● **Exercise objective**
Whenever the string "changes" appears in a line below, please copy the line out.
*** Opening Source information ***
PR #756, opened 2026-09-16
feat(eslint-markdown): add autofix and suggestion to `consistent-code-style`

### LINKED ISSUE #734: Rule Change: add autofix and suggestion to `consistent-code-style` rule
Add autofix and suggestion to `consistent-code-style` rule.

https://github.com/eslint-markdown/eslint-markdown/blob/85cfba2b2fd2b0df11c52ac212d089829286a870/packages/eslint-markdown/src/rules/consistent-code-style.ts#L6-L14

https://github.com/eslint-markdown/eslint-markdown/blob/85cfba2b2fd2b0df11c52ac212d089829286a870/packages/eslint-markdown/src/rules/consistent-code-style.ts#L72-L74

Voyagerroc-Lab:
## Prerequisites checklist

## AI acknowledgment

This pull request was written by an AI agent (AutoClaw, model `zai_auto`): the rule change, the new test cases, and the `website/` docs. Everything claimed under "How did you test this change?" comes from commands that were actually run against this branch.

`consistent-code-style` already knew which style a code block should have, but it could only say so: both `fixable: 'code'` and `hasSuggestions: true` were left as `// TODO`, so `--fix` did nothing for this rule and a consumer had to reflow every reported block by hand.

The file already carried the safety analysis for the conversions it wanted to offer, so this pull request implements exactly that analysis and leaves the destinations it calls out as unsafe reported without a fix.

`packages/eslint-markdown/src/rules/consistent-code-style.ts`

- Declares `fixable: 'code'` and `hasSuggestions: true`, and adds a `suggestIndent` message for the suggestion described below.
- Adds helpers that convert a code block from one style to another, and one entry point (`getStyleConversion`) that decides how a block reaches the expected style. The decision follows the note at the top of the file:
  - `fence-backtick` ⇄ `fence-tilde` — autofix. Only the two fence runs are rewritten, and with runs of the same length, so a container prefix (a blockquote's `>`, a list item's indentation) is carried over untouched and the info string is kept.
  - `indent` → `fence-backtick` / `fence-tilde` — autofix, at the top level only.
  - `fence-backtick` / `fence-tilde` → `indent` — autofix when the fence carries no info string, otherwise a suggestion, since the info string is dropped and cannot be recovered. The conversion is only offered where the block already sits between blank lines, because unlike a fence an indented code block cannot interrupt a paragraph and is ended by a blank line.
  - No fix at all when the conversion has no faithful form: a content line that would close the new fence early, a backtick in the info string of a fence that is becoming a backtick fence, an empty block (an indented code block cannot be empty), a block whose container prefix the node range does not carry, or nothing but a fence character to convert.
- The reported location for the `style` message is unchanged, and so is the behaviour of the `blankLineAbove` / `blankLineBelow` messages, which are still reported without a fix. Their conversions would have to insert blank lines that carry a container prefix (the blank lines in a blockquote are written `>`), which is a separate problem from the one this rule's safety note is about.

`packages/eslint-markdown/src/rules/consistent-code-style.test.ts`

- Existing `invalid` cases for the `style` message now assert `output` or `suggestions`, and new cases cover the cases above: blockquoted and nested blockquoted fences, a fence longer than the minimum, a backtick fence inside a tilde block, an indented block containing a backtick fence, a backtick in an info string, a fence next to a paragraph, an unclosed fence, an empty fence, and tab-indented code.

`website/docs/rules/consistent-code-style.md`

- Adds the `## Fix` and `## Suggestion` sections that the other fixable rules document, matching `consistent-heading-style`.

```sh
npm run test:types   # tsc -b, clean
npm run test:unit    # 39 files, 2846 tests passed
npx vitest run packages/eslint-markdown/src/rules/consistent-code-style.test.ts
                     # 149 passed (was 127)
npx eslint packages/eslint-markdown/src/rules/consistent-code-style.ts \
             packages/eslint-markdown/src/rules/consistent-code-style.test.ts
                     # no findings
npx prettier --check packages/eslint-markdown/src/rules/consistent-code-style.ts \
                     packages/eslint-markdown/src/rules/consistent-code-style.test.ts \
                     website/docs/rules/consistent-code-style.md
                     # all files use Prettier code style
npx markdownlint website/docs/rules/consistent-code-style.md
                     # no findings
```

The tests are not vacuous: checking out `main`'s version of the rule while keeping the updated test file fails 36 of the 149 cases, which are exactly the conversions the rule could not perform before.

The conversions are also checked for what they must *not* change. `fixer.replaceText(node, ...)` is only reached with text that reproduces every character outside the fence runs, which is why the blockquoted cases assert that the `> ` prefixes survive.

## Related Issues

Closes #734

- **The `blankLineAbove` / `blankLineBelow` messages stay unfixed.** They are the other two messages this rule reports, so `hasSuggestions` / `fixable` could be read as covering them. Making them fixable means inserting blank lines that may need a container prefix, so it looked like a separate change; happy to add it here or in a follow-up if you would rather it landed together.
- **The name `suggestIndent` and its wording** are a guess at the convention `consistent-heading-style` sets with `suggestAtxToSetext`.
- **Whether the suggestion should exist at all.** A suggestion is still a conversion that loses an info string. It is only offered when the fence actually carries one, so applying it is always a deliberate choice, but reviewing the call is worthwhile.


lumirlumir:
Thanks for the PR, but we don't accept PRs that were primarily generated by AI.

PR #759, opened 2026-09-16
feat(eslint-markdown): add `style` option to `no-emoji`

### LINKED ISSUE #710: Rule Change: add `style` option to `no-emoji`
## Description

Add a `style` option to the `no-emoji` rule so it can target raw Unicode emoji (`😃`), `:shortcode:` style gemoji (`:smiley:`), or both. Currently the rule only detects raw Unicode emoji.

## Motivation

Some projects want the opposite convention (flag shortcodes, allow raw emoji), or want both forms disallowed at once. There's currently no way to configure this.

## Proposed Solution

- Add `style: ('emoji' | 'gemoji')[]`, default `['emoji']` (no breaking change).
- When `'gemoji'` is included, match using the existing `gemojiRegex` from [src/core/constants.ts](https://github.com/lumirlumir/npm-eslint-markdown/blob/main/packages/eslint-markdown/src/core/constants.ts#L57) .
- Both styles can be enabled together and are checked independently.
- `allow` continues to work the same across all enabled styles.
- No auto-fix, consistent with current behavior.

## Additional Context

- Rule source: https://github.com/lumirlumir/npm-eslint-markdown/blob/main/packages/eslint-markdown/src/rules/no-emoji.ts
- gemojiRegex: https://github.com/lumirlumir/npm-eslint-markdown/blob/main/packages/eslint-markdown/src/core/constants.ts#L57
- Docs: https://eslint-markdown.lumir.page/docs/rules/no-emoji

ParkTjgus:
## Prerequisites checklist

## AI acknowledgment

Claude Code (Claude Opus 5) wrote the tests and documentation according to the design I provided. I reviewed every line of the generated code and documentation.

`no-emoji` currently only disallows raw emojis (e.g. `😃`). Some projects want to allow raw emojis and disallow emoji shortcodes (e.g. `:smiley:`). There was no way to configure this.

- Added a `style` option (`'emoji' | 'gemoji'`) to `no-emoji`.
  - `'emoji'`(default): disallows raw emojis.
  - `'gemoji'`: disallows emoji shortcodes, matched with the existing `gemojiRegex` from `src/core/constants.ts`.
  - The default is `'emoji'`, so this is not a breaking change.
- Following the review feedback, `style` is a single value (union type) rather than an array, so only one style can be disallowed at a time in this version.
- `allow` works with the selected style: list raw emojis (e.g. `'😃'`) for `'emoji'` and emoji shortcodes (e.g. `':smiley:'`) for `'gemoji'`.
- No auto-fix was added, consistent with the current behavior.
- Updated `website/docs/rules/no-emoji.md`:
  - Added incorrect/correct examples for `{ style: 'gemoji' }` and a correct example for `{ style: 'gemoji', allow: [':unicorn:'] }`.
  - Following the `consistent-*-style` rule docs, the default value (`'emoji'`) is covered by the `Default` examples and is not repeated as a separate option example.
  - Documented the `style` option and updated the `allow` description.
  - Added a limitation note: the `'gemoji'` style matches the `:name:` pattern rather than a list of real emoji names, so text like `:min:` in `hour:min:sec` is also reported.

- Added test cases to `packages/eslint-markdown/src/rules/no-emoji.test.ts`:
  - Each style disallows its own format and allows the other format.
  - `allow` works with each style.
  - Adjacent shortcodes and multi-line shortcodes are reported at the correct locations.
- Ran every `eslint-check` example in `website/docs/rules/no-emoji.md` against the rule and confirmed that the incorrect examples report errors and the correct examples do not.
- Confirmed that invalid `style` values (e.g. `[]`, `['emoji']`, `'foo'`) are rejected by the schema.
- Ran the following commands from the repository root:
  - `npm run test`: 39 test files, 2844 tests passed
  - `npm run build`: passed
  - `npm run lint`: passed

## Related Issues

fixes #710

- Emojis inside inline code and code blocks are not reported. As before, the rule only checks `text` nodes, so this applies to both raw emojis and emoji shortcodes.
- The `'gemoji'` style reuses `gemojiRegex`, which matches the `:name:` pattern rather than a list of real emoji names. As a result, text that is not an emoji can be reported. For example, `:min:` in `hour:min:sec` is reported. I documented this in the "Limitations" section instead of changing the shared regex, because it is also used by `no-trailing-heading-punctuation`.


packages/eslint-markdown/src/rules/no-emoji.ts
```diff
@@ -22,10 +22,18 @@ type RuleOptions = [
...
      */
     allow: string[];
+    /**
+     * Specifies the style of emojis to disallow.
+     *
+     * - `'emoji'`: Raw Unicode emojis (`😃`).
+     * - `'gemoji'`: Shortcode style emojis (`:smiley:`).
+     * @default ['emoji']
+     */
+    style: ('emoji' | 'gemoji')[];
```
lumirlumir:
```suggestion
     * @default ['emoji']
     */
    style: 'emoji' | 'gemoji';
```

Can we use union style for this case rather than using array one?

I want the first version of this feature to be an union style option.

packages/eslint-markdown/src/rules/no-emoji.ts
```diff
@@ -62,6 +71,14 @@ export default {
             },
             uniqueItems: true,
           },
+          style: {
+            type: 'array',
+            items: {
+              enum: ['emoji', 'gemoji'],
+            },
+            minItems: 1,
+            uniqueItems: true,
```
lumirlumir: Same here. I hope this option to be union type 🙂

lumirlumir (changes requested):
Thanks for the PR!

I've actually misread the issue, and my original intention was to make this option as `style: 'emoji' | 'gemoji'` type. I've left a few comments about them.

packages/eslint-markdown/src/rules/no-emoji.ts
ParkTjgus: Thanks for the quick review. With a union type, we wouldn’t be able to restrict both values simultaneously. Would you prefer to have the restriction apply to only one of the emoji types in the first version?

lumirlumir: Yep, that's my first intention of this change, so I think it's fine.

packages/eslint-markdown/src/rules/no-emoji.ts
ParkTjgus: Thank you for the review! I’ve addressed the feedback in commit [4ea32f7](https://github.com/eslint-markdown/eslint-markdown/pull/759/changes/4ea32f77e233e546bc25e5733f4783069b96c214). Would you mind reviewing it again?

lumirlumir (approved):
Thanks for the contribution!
*** Closing Source information ***
● **Exercise output**
lumirlumir (changes requested):
ParkTjgus: Thank you for the review! I’ve addressed the feedback in commit [4ea32f7](https://github.com/eslint-markdown/eslint-markdown/pull/759/changes/4ea32f77e233e546bc25e5733f4783069b96c214). Would you mind reviewing it again?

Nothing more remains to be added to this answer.